• **YOUR OBJECTIVE**: Find all lines below containing the string "constants" and return them.

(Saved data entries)

Start of Block

PR #1428, opened 2020-02-04
Add config for 4.3 GA OCP version

petr-balogh:


vasukulkarni:
I think we should add --ocp-version so that its easier to take any z/point version with ocs, which can be a follow on PR.

clacroix12:
> I think we should add --ocp-version so that its easier to take any z/point version with ocs, which can be a follow on PR.

I agree. I think it is also worth it to create a directory under `conf` similar to what we did for `ocs_versions`. We have a decent amount of configurations under `conf/ocsci` and I think we can start to organize a bit, especially for configurations like this where we can expect to see many more with slightly different values.

I vote we merge this and address `--ocp-version` and the new directory in a follow up PR.

PR #1430, opened 2020-02-04
Replicas check before creating dummy osd

fbalak:
Check that there are all replicas up before creating a dummy osd.

### DIFF
--- a/tests/manage/monitoring/conftest.py
+++ b/tests/manage/monitoring/conftest.py
@@ -378,6 +378,14 @@ def measure_corrupt_pg(measurement_dir):
         namespace=config.ENV_DATA.get('cluster_namespace')
     )
     osd_deployments = oc.get(selector=constants.OSD_APP_LABEL).get('items')
+    msg = (
+        f"Some OSDs have no replicas. This is wrong state for this test.\n"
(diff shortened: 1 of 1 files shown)


fbalak:
Hi @nehaberry, this is based on our previous discussion that some test failed because some osd was down at the start of the test. This should help to simplify debugging of that situation. Do you think that this check is enough or would you expand it (for example to do this check before each test)?

nehaberry:
> Hi @nehaberry, this is based on our previous discussion that some test failed because some osd was down at the start of the test. This should help to simplify debugging of that situation. Do you think that this check is enough or would you expand it (for example to do this check before each test)?

@fbalak AFAIR, the issue was in **"test_ceph_health"** where after a dummy OSD is created and deleted, the original OSD never came back UP.

Its good to have the OSD check before bringing down one OSD, but we still need to analyse why the OSD fails to recover in "test_ceph_health" .

Also, atleast for all OSD related tests where we are disrupting OSDs, IMHO, we should have a check for OSD count before failure is introduced.

Thanks. We can discuss offline if required :)

ebenahar:
@fbalak Would like to close old PRs, is this one still relevant?

fbalak:
No, it can be closed.

Issue #1434, opened 2020-02-05
Different capacity messages for different OCS versions


fbalak:
OCS 4.3 adds mention about data deletion into message

PR #1435, opened 2020-02-05
add capacity message for ocs 4.3

fbalak:
fixes https://github.com/red-hat-storage/ocs-ci/issues/1434

### DIFF
--- a/tests/manage/monitoring/prometheus/test_capacity.py
+++ b/tests/manage/monitoring/prometheus/test_capacity.py
@@ -45,7 +45,14 @@ def test_capacity_workload_alerts(
     # TODO(fbalak): it seems that CephFS utilization triggers only firing
     # alerts. This needs to be more investigated.
 
-    if config.ENV_DATA.get('ocs_version') == '4.3':
+    if config.ENV_DATA.get('ocs_version') == '4.2':
+        nearfull_message = (
+            'Storage cluster is nearing full. Expansion is required.'
+        )
+        criticallfull_mesage = (
+            'Storage cluster is critically full and needs immediate expansion'
+        )
+    else:
         nearfull_message = (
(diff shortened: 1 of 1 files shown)


tests/manage/monitoring/prometheus/test_capacity.py
```diff
@@ -44,16 +44,34 @@ def test_capacity_workload_alerts(
     alerts = workload_storageutilization_95p.get('prometheus_alerts')
     # TODO(fbalak): it seems that CephFS utilization triggers only firing
     # alerts. This needs to be more investigated.
+
+    if config.ENV_DATA.get('ocs_version') == '4.2':
```
mbukatov: Would that work for both 4.2.0 and 4.2.1?

fbalak: For OCS 4.2 we have currently only this config:
https://github.com/red-hat-storage/ocs-ci/blob/master/conf/ocs_version/ocs-4.2.yaml

tests/manage/monitoring/prometheus/test_capacity.py
```diff
@@ -44,17 +45,36 @@ def test_capacity_workload_alerts(
...
-            ['pending', 'firing'] if interface == 'rbd' else ['firing'],
+            nearfull_message,
+            ['pending', 'firing'],
             'warning'
         ),
         (
             constants.ALERT_CLUSTERCRITICALLYFULL,
-            'Storage cluster is critically full and needs immediate expansion',
-            ['pending', 'firing'] if interface == 'rbd' else ['firing'],
+            criticallfull_mesage,
```
mbukatov: This looks like removal of hidden workaround ... but I'm assuming that since you are removing it now, it's no longer a problem. In the future, it would be better to track this as a workaround from the start.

End of Block

• **SOLUTION FOR THIS PROBLEM**:
     osd_deployments = oc.get(selector=constants.OSD_APP_LABEL).get('items')
             constants.ALERT_CLUSTERCRITICALLYFULL,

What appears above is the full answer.